July 25, 2022 — The Benjamin L. Hooks Institute for Social Change at the University of Memphis has selected the following finalists for the 2021 Hooks National Book Award:  

  • The Citizenship Education Program and the Black Women's Political Culture by Dr. Deanna Gillespie, University Press of Florida
  • Soul City: Race, Equality, and the Lost Dream of an American Utopia by Thomas Healy, Esq., Metropolitan Books
  • Until I Am Free: Fannie Lou Hamer's Enduring Message to America by Dr. Keisha Blain, Beacon Press
  • Walk With Me: A Biography of Fannie Lou Hamer by Dr. Kate Clifford Larson, Oxford University Press
  • The Young Crusaders: The Untold Story of the Children and Teenagers Who Galvanized the Civil Rights Movement by Dr. V.P. Franklin, Beacon Press 

About the Hooks National Book Award  

The Hooks Institute’s National Book Award is presented to a non-fiction book published in the calendar year that best furthers understanding of the American civil rights movement and its legacy.  

Finalists were chosen from 43 books that were nominated for the 2021 award. The award winner will be chosen this summer by a panel of judges representing various disciplines and academic institutions in Memphis. The book award winner will speak at an event hosted by the Hooks Institute.  

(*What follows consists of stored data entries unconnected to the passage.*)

PR #2332, opened 2026-09-14
test(windows): unbreak main's check-windows lane — 23 deterministic failures

BH3GEI:
## Problem

**Build break on main.** The `check-windows` job (`cargo test -p octos-cli --lib` on windows-latest) has failed on every recent main CI run (e.g. runs 34788267908, 34760927364, 34744870100), taking `CI required` red with it. The failure set is stable and deterministic — the same 26 tests across 8 modules, not flakes. They slipped in because PR lanes skip check-windows via path filters, so each Unix-only assumption broke main only after merge.

## Root causes (verified against the failing job logs)

1. **Lock contention misclassified (6 tests)** — `build_cache/pool.rs`: `try_lock_slot` only recognized `WouldBlock` as contention. Windows `LockFileEx` fails an already-locked region with `ERROR_LOCK_VIOLATION` (os error 33), which std never maps to `WouldBlock`, so ordinary slot contention surfaced as a hard Io error (`failed to access any candidate slot` / `failed to lock …\.lock`) instead of `PoolExhausted`/`Locked`.
2. **Space gate measured the wrong filesystem (2 tests)** — fs2's Windows `available_space` resolves the volume root from the path *string* only; for a deleted pool root it happily measured C:\ (30GB free < 50GB → `FreeSpaceLow`). Unix `statvfs` reports ENOENT, which the gate maps to fail-closed `FreeSpaceUnknown`.
3. **git rejects `\\?\`-prefixed paths (2 tests)** — `raw_peer_prepare` used `std::fs::canonicalize`, which returns `\\?\C:\…` on Windows; `stage_peer` fed it to `git clone`, which parses it as a URL (`hostname contains invalid characters`). Peer prepare with a worktree was therefore *always* broken on Windows — a real product bug, not a test artifact.
4. **Wire paths leaked `\` (2 tests)** — pane workspace/artifact entries used `to_string_lossy()` verbatim, producing `src\main.rs` on Windows while the wire convention is `/`.
5. **Unix-only test assumptions (11 tests)** — admin shell tests need `sh -c` (the handler hardcodes it); durable peer writes intentionally fail closed off Unix (`File::open` on a directory is `ERROR_ACCESS_DENIED` on Windows); dead-holder GC depends on `kill(pid,0)`, whose non-Unix stub conservatively reports every pid alive; the ledger corruption test's Windows fallback (directory named like a log file) is exactly the case `list_log_files` silently skips, so nothing latched.
6. **Keychain relocation test (1 test)** — its test-store injection is `cfg(linux)`; on Windows the relocation fails before the profile save, so the asserted env slot never exists.

## Fix

- **pool.rs**: new `is_lock_contention` (`WouldBlock` or fs2's platform `lock_contended_error()`, the same helper `commands/serve.rs` and `memory_refresh/service.rs` already use); contention leaving `try_lock_slot` is normalized to `WouldBlock` so all three call sites classify identically on every platform. `space_gate` fails closed when the pool root does not exist (`acquire` creates it before gating, so production behavior is unchanged; TOCTOU still lands in `FreeSpaceUnknown`).
- **peers/mod.rs + ui_protocol_transport.rs**: `dunce::canonicalize`/`dunce::simplified` (same crate and usage as octos-agent) on every path handed to git — clone src/dst, `-C` for checkout/config, identity carry-over read, and `fence_collision_reasons`' `symbolic-ref`.
- **ui_protocol_transport.rs**: `wire_relative_path` helper — `/` separators on Windows, native elsewhere (backslash is a legal filename character on Unix).
- **Tests**: Unix-only-by-design tests gated to `cfg(unix)` with reasons in comments; the cache detached-slot test split into a cross-platform live-holder half and a `cfg(unix)` dead-holder half; the ledger test now poisons by swapping the session dir for a same-named regular file *after* boot indexing — `read_dir` fails with `NotADirectory` (not the tolerated `NotFound`) on every platform, so the failure-latch path is exercised on Windows too instead of gated away. `my_profile_rejects_…_off_macos` gated to linux; Windows reject-path coverage remains via the `admin.rs` twin test.

## Verification

- Local (macOS): `cargo test -p octos-cli --lib` **3696/3696 pass** (incl. new `lock_contention_recognizes_platform_error_shapes` unit test), `cargo clippy -p octos-cli --all-targets` no new warnings (one pre-existing `result_large_err` in untouched handlers.rs), `cargo fmt --check` clean.
- Every previously-failing test that can run on Unix passes locally (pool/cache/peers/orchestrator/admin/ledger/transport families run and green).
- Windows-only behavior can't execute on this host (no Windows toolchain for the ring C dependency), so the authoritative end-to-end check is this PR's own `check-windows` lane.
- Independent review pass (picky-maintainer subagent, given only the failure evidence + diff): no Blockers; its Major (read-side git calls in `stage_peer`/`fence_collision_reasons` still using the prefixed path) and all Minors are incorporated.

## Expected check-windows result

This PR fixes **23 of 26** failures. The remaining 3 (`api::auth_handlers` voice-readiness fixture, `invalid escape` from interpolating Windows paths into JSON via `format!`) are owned by open **#2261**, which rewrites that exact fixture with `serde_json::json!` — verified: #2261's own check-windows run fails *only* on the 4th test, which this PR gates. Once both land, check-windows is fully green. `CI required` will stay red on this PR until then solely due to those 3.


anantheparty (approved):
Verified against the failing nightly logs (octos#2267 Night-6): the deterministic set this fixes is real, the root causes hold (lock-contention misclassification in build_cache/pool; the env-dependent class), and the check-windows lane is green on this PR with `CI required` restored.

One follow-up worth a tracking note: `matrix_channel::tests::test_handle_room_query_requires_token` (the Night-6 single failure — reqwest to a test-local port got ConnectionRefused, winsock 10061) did **not** recur on this PR's run, consistent with a startup/port race flake rather than the deterministic class. It will resurface under load; a wait-for-ready on the test-local listener (or a fixed-to-available port pattern) would close it. Happy to take that as a follow-up if you'd rather keep this PR scoped.

PR #179, opened 2023-03-30
Expose REST API for Taskman

costaconrado:
This PR exposes Taskman as REST API.

In order to do that, this PR also introduce serializers mapping Jira entities to generate OpenAPI entires.

Closes OSIDB-811.

### DIFF
--- a/apps/taskman/api.py
+++ b/apps/taskman/api.py
@@ -1,0 +1,225 @@
+"""
+Taskman API endpoints
+"""
+import logging
+
+from drf_spectacular.utils import OpenApiParameter, OpenApiResponse, extend_schema
+from rest_framework.generics import GenericAPIView
+from rest_framework.permissions import AllowAny
+from rest_framework.response import Response
+from rest_framework.views import APIView
+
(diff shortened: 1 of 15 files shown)


apps/taskman/api.py
```diff
@@ -0,0 +1,225 @@
...
+        return JiraTaskmanQuerier(
+            token=request.headers.get("JiraAuthentication")
+        ).create_group(
+            name=serializer.validated_data["name"],
+            description=serializer.validated_data["description"],
+        )
+
+
+@jira_token_description
+class task_group(GenericAPIView):
```
osoukup, line 146: Is there a reason why `task_group` and `task_group_new` need to be two separate classes? I am also not sure about the split of `task_comment` and `task_comment_new`.

osoukup (approved):
LGTM. One minor comment but generally very nice work!

apps/taskman/api.py
osoukup: No problem then. I think that passing the key in the body would be worse. This is good :+1: I was just not clear on the split but when there is a reason then leave it as it is

PR #180, opened 2023-03-31
Update readme and makefile to check quay login

jobselko:
Extends the DEVELOP.md file and the checks.mk script to check if a user is logged in to quay.

### DIFF
--- a/docs/developer/DEVELOP.md
+++ b/docs/developer/DEVELOP.md
@@ -74,6 +74,13 @@ Username: yourusername
 Password: ************
 ```
 
+Log in to **quay.io** using [Quay](quay.io) credentials
+```
+> podman login quay.io
+Username: yourusername
+Password: ************
+```
+
 Optional: Log in to **docker.io** for higher image pull limit
 ```
 > podman login docker.io
--- a/mk/checks.mk
+++ b/mk/checks.mk
@@ -4,12 +4,13 @@
 
 
 #***********************************
-### Check podman registry login
+### Check podman registries login
 #***********************************
 .PHONY: check-reg
 check-reg:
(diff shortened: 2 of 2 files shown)


docs/developer/DEVELOP.md
```diff
@@ -65,7 +65,7 @@ Note that your `.env` file contains secrets you should not share. Make sure that
 
 ### Image registries
 
-Before starting osidb the first time, or when updating to newer images, you need to log in to registries.
+Before starting osidb the first time, or when updating to newer images, you need to log in to registries and quay.
```
osoukup, line 68: This change is unnecessary as `quay` is a registry

mk/checks.mk
```diff
@@ -4,12 +4,14 @@
 
 
 #***********************************
-### Check podman registry login
+### Check podman registry login and podman quay login
```
osoukup, line 7: Both `registry.redhat.io` and `quay.io` are container registries so this change does not make sense to me. You can update the text by just putting the `registry` word to plural making it `registries`

mk/checks.mk
```diff
@@ -4,12 +4,14 @@
...
 #***********************************
 .PHONY: check-reg
 check-reg:
 	@echo ">Checking podman registry login"
 	@$(podman) login --get-login registry.redhat.io > /dev/null
+	@echo ">Checking podman quay login"
```
osoukup, line 13: Same here.

osoukup (changes requested):
Definitely a valuable change but some of the changes does not make sense to. I suggested corrections

osoukup (approved):
LGTM now. Thank you for addressing my feedback :smile_cat:

PR #181, opened 2023-04-03
serializers and api fixes

JakubFrejlach:
This PR brings couple of fixes to serializers and API:

- it changes HTTP status code returned from DELETE method from 204 to 200 becuase 204 has no content and thus no body and thus we fail to return injected info about OSIDB instance
- it adds custom conversion from str to bool for embargoed field (see the commit description for more info)
- fixed method HTTP method check in serializer


osoukup (approved):
Good set of fixes! Thank you and LGTM

PR #183, opened 2023-04-05
Add task rejection

costaconrado:
This PR include rejecting task in Taskman.

This PR also adds validation alerting user in case he rejects a flaw being affected.
Closes OSIDB-74.

### DIFF
--- a/apps/taskman/api.py
+++ b/apps/taskman/api.py
@@ -158,7 +158,7 @@ class task_group(GenericAPIView):
             OpenApiParameter(name="task_key", required=True, type=str),
         ],
         description="Add a task into a group",
-        responses={204: OpenApiResponse(description="Modified.")},
+        responses={200: OpenApiResponse(description="Modified.")},
     )
     def put(self, request, group_key):
         serializer = TaskKeySerializer(data=request.data)
@@ -194,7 +194,7 @@ class task_flaw(GenericAPIView):
 
     @extend_schema(
         description="Update a task in Jira from a Flaw",
-        responses={204: OpenApiResponse(description="Modified.")},
+        responses={200: OpenApiResponse(description="Modified.")},
     )
     def put(self, request, flaw_uuid):
         """Update a task in Jira from a Flaw"""
@@ -228,7 +228,7 @@ class task_status(GenericAPIView):
             ),
         ],
         description="Change a task workflow status",
-        responses={204: OpenApiResponse(description="Modified.")},
+        responses={200: OpenApiResponse(description="Modified.")},
     )
     def put(self, request, task_key):
         serializer = StatusSerializer(data=request.data)
@@ -261,7 +261,7 @@ class task_assignee(GenericAPIView):
             OpenApiParameter(name="task_key", required=True, type=str),
         ],
         description="Assign a task to a user",
-        responses={204: OpenApiResponse(description="Modified.")},
+        responses={200: OpenApiResponse(description="Modified.")},
     )
     def put(self, request, user):
         """Assign a user for a task"""
--- a/apps/taskman/api.py
+++ b/apps/taskman/api.py
@@ -23,7 +23,7 @@ from .serializer import (
     TaskGroupSerializer,
     TaskKeySerializer,
 )
-from .service import JiraTaskmanQuerier, TaskStatus
+from .service import JiraTaskmanQuerier, TaskResolution, TaskStatus
 
 logger = logging.getLogger(__name__)
 
@@ -209,7 +209,22 @@ class task_status(GenericAPIView):
     @extend_schema(
         parameters=[
             OpenApiParameter(
-                name="status", required=True, type=str, enum=TaskStatus.values
+                name="status",
+                required=True,
+                type=str,
+                enum=TaskStatus.values,
+            ),
+            OpenApiParameter(
+                name="resolution",
+                type=str,
+                enum=TaskResolution.values,
+                description="Resolution of a CLOSED task.",
+            ),
+            OpenApiParameter(
+                name="reason",
+                type=str,
+                enum=TaskStatus.values,
+                description="Reason of status change. Mandatory for rejecting a task.",
             ),
         ],
         description="Change a task workflow status",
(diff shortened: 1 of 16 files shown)


apps/taskman/service.py
```diff
@@ -107,10 +127,35 @@ def create_or_update_task(self, flaw: Flaw, fail_if_exists=False) -> Response:
...
+
+            issue = self.jira_conn.issue(issue_key)
+            uuid_labels = [
+                label for label in issue.fields.labels if "flawuuid:" in label
+            ]
+            flaw_uuid = uuid_labels[0].split(":")[1]
+            flaw = Flaw.objects.get(uuid=flaw_uuid)
+            flaw.meta_attr["jira_task_status"] = status
+            flaw.meta_attr["jira_task_resolution"] = resolution
+            flaw.save()
```
osoukup, line 158: I am thinking about this metadata. It is definitely handy but this way it is not persistent. The issue is that on any flaw change it is synced from Bugzilla and the `meta_attr` is created from scratch. To make this working the Jira task metadata fetch would also have to happen on flaw sync in `collectors.bzimport.convertors.py`. You could either just remove this `meta_attr` creation for now or make it also a part of flaw sync. We should think about this a bit more - whether the Jira task information is needed in OSIDB and what eventually what parts are necessary. We could maybe start with no information in OSIDB (metadata does not matter) and just fetch everything on demand and we will see whether it is going to be reasonable in the future.

osoukup (approved):
LGTM. Very good work! I have one comment which rather something to think about and not really a complain.

apps/taskman/service.py
costaconrado: I have have removed the validation from Flaw and added in the status change operation, please take a look again to evaluate if this would be a better solution of if we should discuss an alternative solution. Thank you! @osoukup

apps/taskman/service.py
```diff
@@ -107,10 +126,43 @@ def create_or_update_task(self, flaw: Flaw, fail_if_exists=False) -> Response:
...
+    ) -> Response:
         """Transition a task to a new state"""
         try:
-            self.jira_conn.transition_issue(issue=issue_key, transition=status)
+            if status == TaskStatus.CLOSED and resolution == TaskResolution.WONT_DO:
+                issue = self.jira_conn.issue(issue_key)
+                uuid_labels = [
+                    label for label in issue.fields.labels if "flawuuid:" in label
+                ]
+                flaw_uuid = uuid_labels[0].split(":")[1]
```
osoukup, line 142: I thinking about a case when someone manually removes the label in Jira. That should be rare and would be a human error but in such case we would end up with an **IndexError** which would not tell us much about what is actually the issue. Maybe we should check that the label was actually found and raise a concrete error if not?

osoukup: I hope that a situation when someone adds a label with non-existing UUID is too imaginary :smile:

apps/taskman/tests/test_integration.py
```diff
@@ -102,6 +102,24 @@ def test_task(self, monkeypatch, user_token, auth_client, test_api_uri):
         assert "assignee" in issue3["fields"]
         assert "customfield_12311140" in issue3["fields"]
 
+        response7 = auth_client.put(
+            f"{test_api_uri}/task/{issue['key']}/status",
+            data={"status": TaskStatus.CLOSED, "resolution": TaskResolution.DONE},
+            format="json",
+            **headers,
+        )
+        assert response7.status_code == 204
```
osoukup, line 111: I do not remember the exact details but I think that the Python bindings have some issues with an empty response... I wish @JakubFrejlach could explain it :smile:

osoukup (approved):
LGTM

openapi.yml
```diff
@@ -4212,6 +4212,32 @@ paths:
           type: string
         description: User generated token for Jira authentication.
         required: true
+      - in: query
```
Elkasitu, line 4215: why are these query params? it's a put operation, why not have these be in the body of the payload?

osoukup: It should be done the same way as the Bugzilla API key is. Neither in the query nor in the body but in the headers. There was some issue regarding the bindings when the Bugzilla API key was in the body and I think the headers are generally the standard method of transferring the keys.

Elkasitu: Header is acceptable, but I'd like to know more as to why it's not feasible to have it in the body (perhaps @JakubFrejlach can shed some light).

apps/taskman/serializer.py
```diff
@@ -21,8 +21,19 @@ class TaskKeySerializer(serializers.Serializer):
...
             raise serializers.ValidationError("Invalid status option.")
+        if data["status"] == TaskStatus.CLOSED and not data["resolution"]:
+            raise serializers.ValidationError("Closing a task requires a resolution.")
+        elif (
+            data["status"] == TaskStatus.CLOSED
+            and data["resolution"] == TaskResolution.WONT_DO
+            and "reason" not in data
+        ):
+            raise serializers.ValidationError("Rejecting a task requires a reason.")
+
```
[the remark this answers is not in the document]
costaconrado: I will remove the first validation for Jira. The second one I believe it still necessary to enforce people rejecting tasks to leave a comment explaining why, what do you think?

apps/taskman/service.py
costaconrado: Makes sense, I will hope for the best and expect for the worse and raise an error :smile:

costaconrado: I have added a 500 with error description for this case.

apps/taskman/tests/test_integration.py
costaconrado: I have removed all 204 from taskman, returning the edited issue and changing for 200 status.

apps/taskman/api.py
```diff
@@ -218,6 +233,15 @@ class task_status(GenericAPIView):
     def put(self, request, task_key):
         serializer = StatusSerializer(data=request.data)
         serializer.is_valid(raise_exception=True)
+
+        if "reason" in serializer:
+            JiraTaskmanQuerier(
+                token=request.headers.get("JiraAuthentication")
```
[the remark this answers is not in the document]
costaconrado: Duplication removed.

apps/taskman/service.py
Elkasitu: What about 409? It's called in a `PUT` anyway so I feel like it should be OK, 500 implies server mistake where in this case we're assuming that someone or something other than us removed the label, or the passed-in key is incorrect

costaconrado: Makes sense, changed for 409.

Elkasitu (approved):
LGTM!

PR #185, opened 2023-04-06
Update overlooked test with wrong HTTP response status code

jobselko:
This PR continues the changes done in #181, and updates overlooked test with wrong HTTP response status code (204 -> 200).


jobselko:
@RedHatProductSecurity/osidb-devs Should I update CHANGELOG in this case?

osoukup:
Oh I remember @JakubFrejlach was changing the delete behavior as the bindings could not easily handle 204 **No Content** response. Thank you for the fix! This does not require changelog item (neither user visible nor important change). I already added the **technical** label so the CI should stop complaining.

osoukup (approved):
LGTM

PR #186, opened 2023-04-11
implement proper NVD CVSS score collector

osoukup:
The last version of the NVD CVSS score collector was already really periodically collecting the data but still not very well using the collector framework (eg. not much meaningful collector status handling) and was dependent on the data from the old Krakken Dashboard. This one should be hopefully a proper one.

This PR also splits the NVD CVSS score fetching functionality from the Bugzilla flaw sync.

Obviously after the CVSS attribute-into-model refactoring this collector will need some adjustments.

Closes OSIDB-632


Elkasitu (approved):
LGTM, just wanted to bring the following lib: https://github.com/vehemont/nvdlib to our attention, it might reduce some of the overhead we have here.

And also we can request API keys from NIST, as by default there is some heavy throttling for unauthenticated requests, this could improve the performance by a lot, see https://nvd.nist.gov/developers/start-here#divRateLimits (from 5 requests per 30s to 50 requests per 30s)

osoukup:
@Elkasitu thank you for pointing me out to the lib! My impression was that the API calls are pretty simple and using a library (and introducing a new dependency) is not necessary but I did not noticed the information on the throttling at all. I experience some forbidden request time to time and was just considering it being some API instability. Obviously I was hitting the limits. Reading through the lib and NVD docs it does not seem to me to be necessary to deal with the API key but deal with the throttling would be good. Therefore I will try to rewrite the queries using the lib. It ensures there are 6s delays between the non-authenticated requests which is enough. There will most probably be always only a single request every ten minutes. The exception is the initial sync when for huge batches it may be exceeded. The lib should help there.

PR #190, opened 2023-04-12
patch flaw collector with jira server

costaconrado:
This PR fixes FlawCollector to get default values for Jira server / token from parent class.


osoukup (approved):
LGTM

osoukup:
@costaconrado this change should actually be a patch against **release-3.1.0** branch and after we do the patch release it would get merged to master from there. (hope I am correct with the procedure @Elkasitu :smile:)

jobselko:
@costaconrado Nitpick: Wouldn't it be better to put the `__init__` on top of the class for better readability?

collectors/bzimport/collectors.py
```diff
@@ -539,6 +539,10 @@ def collect(self, batch=None):
         msg += " Nothing new to fetch." if not flaw_ids else ""
         return msg
 
+    def __init__(self) -> None:
+        Collector.__init__(self)
+        JiraQuerier.__init__(self)
+
```
Elkasitu, line 545: I think the better solution is to change `JiraQuerier` to work like `BugzillaQuerier` (i.e. without an `__init__`, as a singleton)

Elkasitu (commented):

“The nominees for the Hooks National Book Award are a vibrant mix of storytelling and research, and of inspiring resistance and hope in the face of pervasive oppression,” said Terrence Tucker, UofM Department of English associate professor and coordinator of African American Literature and chair of the Hooks National Book Award committee. “Some works add important figures and memories to the vast constellation that makes up the civil rights movement. Others take figures we only thought we knew and reveal layers that have only lightly been explored.  

“Although rooted deeply in the past that the civil rights movement has become, these works are not insulated from the present. In fact, the five finalists often speak to our contemporary moment in ways that confirm how the civil rights movement continues to echo throughout our present and shape our future. Our finalists treat history as a collaborative endeavor, and their works act as the opening of a conversation instead of the final definitive word. The urgent, incisive and accessible prose makes clear that the unfinished mission can, and must, be accomplished by ordinary citizens performing the extraordinary work of shaping the course of human history.” 

Hooks National Book Award Committee  

The Hooks Institute extends its gratitude to the 2021 Hooks National Book Award committee. In addition to Tucker, it includes Dr. Beverly Cross, Lillian and Morrie Moss Chair of Excellence in Urban Education at the UofM; Dr. Charles McKinney, associate professor of History at Rhodes College; Dr. Ladrica Menson-Furr, UofM Chair Holder, associate professor of English and director of African and African American Studies; Dr. Sharon Stanley, UofM professor of Political Science; and Dr. Ladonna Young, Educational Consultant and Hooks Institute Board Member.  

For more information, visit memphis.edu/benhooks/programs/book-award.php.  

About the Benjamin L. Hooks Institute for Social Change  

The Benjamin L. Hooks Institute implements its mission of teaching, studying and promoting civil rights and social change through research, education and direct intervention programs. Institute programs include community outreach; funding faculty research initiatives on community issues; implementing community service projects; hosting conferences, symposiums and lectures; and promoting local and national scholarship on civil and human rights. The Hooks Institute is an interdisciplinary center at the University of Memphis. Contributed revenue for the Hooks Institute, including funding from individuals, corporations and foundations, is administered through the University of Memphis Foundation, a 501(c)(3) organization.